Most of my work was done. So, just before sunset, I showered, changed into jeans and a gray flannel shirt, and ambled through the mangroves to the marina. Found that the mood around Dinkin's Bay did not have its usual screw-it-all-this-is-Saturday-night ebullience. The marina had officially closed for the day, but Mack was still busy serving as line chief to the cleanup operations.

They had floated in a crane mounted on a barge. The crane was fitted with a dinosaur-sized bucket that would swing down onto the charred dock, bite off a chunk, then pivot shoreward to regurgitate the mess into a dump truck. When the dump truck was full, it would rumble away, only to be replaced by another.

A yellow Detroit diesel engine dominated the stern of the barge. The diesel made a deafening roar, exhausted a lot of blue fumes. The live-aboards were locked tight into their boats, probably trying to screen the noise with loud stereos. Or earplugs. Who knew? They certainly weren't out socializing on the dock, so there was no one to ask.

But Kelly was already laying out the platters of fried conch and shrimp on the picnic table. I could see a couple of industrial-sized Igloos that appeared to be straining at the seams. So the Dinkin's Bay Pig Roast and Beer Cotillion—"Perbcot," as it is known locally—would go on as usual.

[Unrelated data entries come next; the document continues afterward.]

PR #1581, opened 2026-04-18
dag: Add branch labels to inline graph

p12tic:
Before:

Screenshot_20260418_163534

After:

Screenshot_20260418_163433

The style is similar to gitk which I found rather convenient over the years.

Didn't update changelog because this is part of not yet released dag graph work, so existing release note covers it well.

Remaining work in this area:
 - solve the issue of a branch with long name being present locally and on one or more remotes. If all these refs point to the same commit, there's no space for commit message. Solved this with grouping related refs and collapsing branch names to `...` in all except one. Will create a new PR.
 - make graph itself more tidy
 - HEAD should change commit circle color instead of being a label
 - hide long lines in the graph like gitk does
 - fix color opaqueness noise in the graph lines (most likely due to line overlap)
 - make the commit list more condensed to improve information density. Will create new PR.

### DIFF
--- a/cola/widgets/dag.py
+++ b/cola/widgets/dag.py
@@ -2,6 +2,7 @@ import collections
 import itertools
 import math
 from functools import partial
+from typing import Optional
 
 from qtpy import QtCore
 from qtpy import QtGui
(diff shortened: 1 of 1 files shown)


p12tic:
I'm sorry, I didn't notice that tests are broken. Fixed now

davvid:
Thanks! This is awesome. I'm planning on merging this soon.

davvid:
One issue I'm seeing is that when you do `View -> Display Inline Graph` it hides the entire summary rather than just the graph itself.

This is because the code is setting the column as hidden, and that's hiding the summary as well as the custom graph rendering. We'll need to get that working before merging.

davvid:
Got it -- I just had to update the code to toggle use of the `self.graph_delegate` instead of hiding the entire column. Works great now!

p12tic:
Thanks! I'm sorry for not noticing the problem myself

PR #1585, opened 2026-04-23
dag: Convert HEAD label to a commit circle color

p12tic:
Before:

After:

### DIFF
--- a/cola/widgets/dag.py
+++ b/cola/widgets/dag.py
@@ -25,6 +25,7 @@ from ..i18n import N_
 from ..models import dag
 from ..models import main
 from ..models import prefs
+from ..models.graph import GraphRowColor
 from ..models.graph import build_graph
 from ..qtutils import get
 from . import archive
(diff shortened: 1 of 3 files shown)


cola/widgets/dag.py
```diff
@@ -1102,16 +1101,20 @@ def add_commits(self, commits):
...
         items = []
+        head_oid = None
         for c in reversed(commits):
             item = CommitTreeWidgetItem(c)
             items.append(item)
             self.oidmap[c.oid] = item
             for tag in c.tags:
                 self.oidmap[tag] = item
+            if 'HEAD' in c.tags:
+                head_oid = c.oid
```
davvid, line 1112: This is starting to get expensive because we're now looping over `c.tags` twice.

There's a loop immediately above where we're already looping over all of the "tags" markers. How about adding a check to that loop?:

```python
        for tag in c.tags:
            self.oidmap[tag] = item
            if tag == 'HEAD':
                head_oid = c.oid
```

davvid (changes requested):
This looks great. I had one small note so I just went ahead and fixed that up in 8d537ffa096e06b91f6c4db0753e55511b015692.

davvid:
Maybe because I use dark mode (and it's evening so the Night Mode red-shift display color is active) but the yellow color still seems a bit subtle for denoting the HEAD commit.

What do you think about making it green as well? That would also make it match the branch label color (for better or worse). It seems like a green circle might be a little easier to spot visually.

i'm curious about your opinion on that so I won't change that just yet...

p12tic:
I use dark mode as well :-) Maybe let's use red? That would be completely unambiguous.

davvid:
For now I'll just leave it as-is.. it's growing on me. I do like that it's consistent with the rectangular `HEAD` label. Red sometimes implies an error, but the gold color is actually pretty nice considering the alternatives (light blue, green, etc).

PR #65, opened 2019-01-02
Check $config content when AbstractContainer::configure called

FabrizioCaldarelli:
Related to issue https://github.com/yiisoft/db/issues/42

I think that it should be better check $config content inside ::configure(), instead delegate this to developer calling.

### DIFF
--- a/src/AbstractContainer.php
+++ b/src/AbstractContainer.php
@@ -384,13 +384,15 @@ abstract class AbstractContainer implements ContainerInterface
      */
     public static function configure($object, iterable $config)
     {
-        foreach ($config as $action => $arguments) {
-            if (substr($action, -2) === '()') {
-                // method call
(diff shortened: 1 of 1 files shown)


machour:
Let's wait to hear back from the team on yiisoft/db#42

src/AbstractContainer.php
```diff
@@ -384,13 +384,15 @@ protected function initObject($object)
...
     public static function configure($object, iterable $config)
     {
-        foreach ($config as $action => $arguments) {
-            if (substr($action, -2) === '()') {
-                // method call
-                \call_user_func_array([$object, substr($action, 0, -2)], $arguments);
-            } else {
-                // property
-                $object->$action = $arguments;
+        if (!empty($config)) {
```
samdark: That doesn't make sense. If `$config` is iterable and is empty, there's no need to check for emptiness. It will just iterate zero times...

PR #70, opened 2019-01-11
Added getInstances() to return all instances in container

FabrizioCaldarelli:
Here we need to get all instances inside container:

https://github.com/yiisoft/yii-console/blob/13913c845e2dceca1cd97e7ac9708415fa1d49d2/src/controllers/CacheController.php#L259

where 

`$components = $this->app->getComponents();`

becomes

`$components = \yii\helpers\Yii::getContainer()->getInstances()`

### DIFF
--- a/src/Container.php
+++ b/src/Container.php
@@ -71,4 +71,13 @@ class Container extends AbstractContainer
 
         return isset($this->instances[$id]);
     }
+
+    /**
+     * Returns all instances set in container
+     * @return array list of instance
+     */
+    public function getInstances() : array
+    {
+        return $this->instances;
+    }
 }


kids-return:
yii2-queue used
```php
    /**
     * @return string command id
     * @throws
     */
    protected function getCommandId()
    {
        foreach (Yii::$app->getComponents(false) as $id => $component) {
            if ($component === $this) {
                return Inflector::camel2id($id);
            }
        }
        throw new InvalidConfigException('Queue must be an application component.');
    }
```
https://github.com/yiisoft/yii2-queue/blob/92b7f241fb31de6474a65a0f3af955b2bb357fda/src/cli/Queue.php#L72

hiqsol:
@FabrizioCaldarelli  No, this change will not work.
In Yii2 `$app->getComponents()` returned definitions NOT instances.
Getting instances not enough cause `findCaches` is supposed to find all defined caches. And they can be not yet instantiated.

So I think, `getDefinitions()` needs to be added and used.

hiqsol:
But `getInstances()` can be useful too in other cases.

FabrizioCaldarelli:
What are differences between definitions and instances?

Definitions contains class with $config parameters instead Instances are the relative objects?

hiqsol:
A definition is a definition (e.g. configuration array or closure) and an instance is an object instantiated using given definition.

FabrizioCaldarelli:
> A definition is a definition (e.g. configuration array or closure) and an instance is an object instantiated using given definition.

When an Instance is created from a definition? When I call Yii::getContainer()->set or ->setAll ?

FabrizioCaldarelli:
> > A definition is a definition (e.g. configuration array or closure) and an instance is an object instantiated using given definition.
> 
> When is an Instance created from a definition? When I call Yii::getContainer()->set or ->setAll ?

hiqsol:
When it is got with `get()` or through DI.
This is for performance. There can be tons of definitions in container actually used in different parts of the application or even never used. But definitions get instantiated only when they are required with get or DI.

FabrizioCaldarelli:
What do you think If I launch un for loop to instantiate all definitions before returns from getInstances()?

We'd guarantee that all instances are created.

Issue #75, opened 2019-03-25
ResolveInterface for Reference Resolving


samdark:
See https://forum.yiiframework.com/t/di-reference-resolving-proposing-resolveinterface/125475

samdark:
#76 should solve it.

PR #77, opened 2019-05-01
ResolveInterface for referencing objects implemented

ancpru:
| Q             | A
| ------------- | ---
| Is bugfix?    | no
| New feature?  | yes
| Breaks BC?    | no
| Tests pass?   | yes
| Fixed issues  | #75 

Declares the interface ResolveInterface with the method get which is called by the container to resolve the reference.

all referencing objects can be resolved by `$theReference->get($theContainerToAsk);`

- `Reference` now implements this interface 
- `ReferencingArray` can be used if a constructor argument or 
  property requires an array containing references  which need to be resolved
- `CallableReference` is a special case. It just contains a callable which is called when container resolves 
  references. This can be used for function calls for constructor arguments or properties which are not valid at the time the container is configured by an configuration array (e.g. resolve aliased path)

### DIFF
--- a/src/AbstractContainer.php
+++ b/src/AbstractContainer.php
@@ -450,8 +450,8 @@ abstract class AbstractContainer implements ContainerInterface
     {
         foreach ($dependencies as $index => $dependency) {
             if ($dependency instanceof Reference) {
-                if ($dependency->getId() !== null) {
-                    $dependencies[$index] = $this->get($dependency->getId());
+                if ($dependency->isDefined()) {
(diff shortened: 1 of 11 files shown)


machour:
Heads up @ancpru there's a big rework going on at https://github.com/yiisoft/di/pull/76
You may want to check it out and contribute to that branch instead.

ancpru:
> Heads up @ancpru there's a big rework going on at #76
> You may want to check it out and contribute to that branch instead.

Ah, OK. Thanks. Going to rebase to that.

PR #82, opened 2019-06-08
Refactored `Factory` to NOT extend `Container`

hiqsol:
- `Factory` has to implement `ContainerInterface` to be able to
  use `Definition`s that work with `ContainerInterface`.
- temporary solution with `is_string` in `getDefinition()` to prevent resolving loop
- we need MORE tests to understand is such Factory suitable for us


src/Factory.php
```diff
@@ -7,22 +7,94 @@
...
+     */
+    private $definitions = [];
+
+    /**
+     * Factory constructor.
+     *
+     * @param array $definitions
+     * @param ContainerInterface $container
+     * @throws InvalidConfigException
+     * @throws NotInstantiableException
```
samdark: Is it thrown here?

src/Factory.php
```diff
@@ -7,22 +7,94 @@
...
+     */
+    public function __construct(ContainerInterface $container, array $definitions = [])
+    {
+        $this->container = $container;
```
samdark: Field should be declared in a class.

src/Factory.php
```diff
@@ -7,22 +7,94 @@
...
+
+    public function getDefinition($id): Definition
+    {
+        if ($this->has($id)) {
+            return $this->definitions[$id];
+        }
+
+        // XXX out of nowhere solution, without it infinite loop
+        if (\is_string($id)) {
+            return new ArrayDefinition($id);
```
samdark: Can we use simpler `ClassDefinition` here?

samdark: Is it still supporting `Reference::to()`?

hiqsol: > Is it still supporting `Reference::to()`?

we need more tests :)

src/Factory.php
samdark: Is it used?

src/Factory.php
hiqsol: It could be thrown by `ArrayDefinition`

src/Factory.php
hiqsol: > Can we use simpler `ClassDefinition` here?

No. It causes infinite resolving loop.

src/Factory.php
hiqsol: No. It s not used :(
Added test for it.

src/Factory.php
hiqsol: Yeap. We need more test and proper solution for the resolving loop.

hiqsol:
Fixed creating object with dependencies from the parent container.

hiqsol:
Help needed :)

The implementation has the following issues:

- temporary solution with `is_string` in `getDefinition()` to prevent infinite resolving loop
- public `Factory::$container` to allow the following hack:
- `$container = $container->container ?? $container` in `ArrayBuilder::resolveDependencies()`

And what is even more important: there are NOT enough tests!

src/Factory.php
```diff
@@ -7,22 +7,99 @@
...
+
     /**
      * {@inheritdoc}
      */
     public function create($config, array $params = [])
     {
-        $definition = Normalizer::normalize($config);
-
-        return $definition->resolve($this, $params);
+        return Normalizer::normalize($config)->resolve($this, $params);
```
samdark: That means factory works only with container supporting params, right?

hiqsol: Not exactly. It will work with any container. But params will be ignored.
So the factory will create a new object every `create` or `get` call but given params will not be used.

hiqsol: > Not exactly. It will work with any container. But params will be ignored.
> So the factory will create a new object every `create` or `get` call but given params will not be used.

No. I was wrong.

The factory creates configured objects on itself and uses its container only for resolving dependencies. The params will be used only for direct object creating and they are not supposed to be passed into the container.

So the right answer is no. The factory will work with any container.
But I can be wrong :) We need more tests!

hiqsol:
This PR is obsolete by #85 
So I close it.

PR #85, opened 2019-06-22
Separate factory

hiqsol:
Separated factory to own package [yiisoft/factory](https://github.com/yiisoft/factory).
And all the functionality concerning objects creation from definitions moved to the factory package.

So this package got greatly simplified and now contains only:
- containers: default one and composite
- service providers


samdark:
Changes are OK but tests are broken: https://travis-ci.org/yiisoft/di/jobs/549130337#L307

PR #89, opened 2019-09-23
Fix of benchmarks

rugabarbo:
1) Fixed namespaces of classes that were moved to package `factory`
2) Fixed bench crashes caused by exceptions
3) Useless test bench removed
4) Local PHP extensions, especially XDebug, can drastically affect the performance of benchmark subjects, so they are disabled


samdark:
Merged. Thank you!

At the good marinas around Florida, the old and important traditions die hard.

I strolled over close enough to one of the dump trucks so that Mack would see that I was there. He is a compact, muscular man—a native New Zealander—whose laid-back Kiwi qualities have made him a big success on the island. But he wasn't laid-back now. He was having some kind of loud conversation with a man who was wearing a sports coat and carrying a clipboard. Not an argument, just loud, so as to be heard above the din of the diesel. The man with the clipboard was an insurance adjuster, I guessed.

Mack saw me, waved, then held up five fingers after pointing to his watch. Pantomimed a drinking motion and grinned.

Which meant we wouldn't be bothered by the noise much longer.

Beyond what was once a dock, I could see Nelson Esterline. Nels was hammering at the wreckage of his skiff. Trying to remove the jack plate, it appeared. His teal-green Hewes had once been a pretty thing indeed. Teal green, polished bright, with functional lines—the prettiest quality of any boat. Now it looked like a Clorox bottle that had been accidentally left on a hot stove.

I considered walking over to offer him a hand. Sound him out about my two early-morning visitors; see if he knew anything about it; see if he was still mad at me. Decided against it. Men like Nels make up their minds in their own fashion, their own good time. Instead, I put a coin in the slot and read the local newspaper.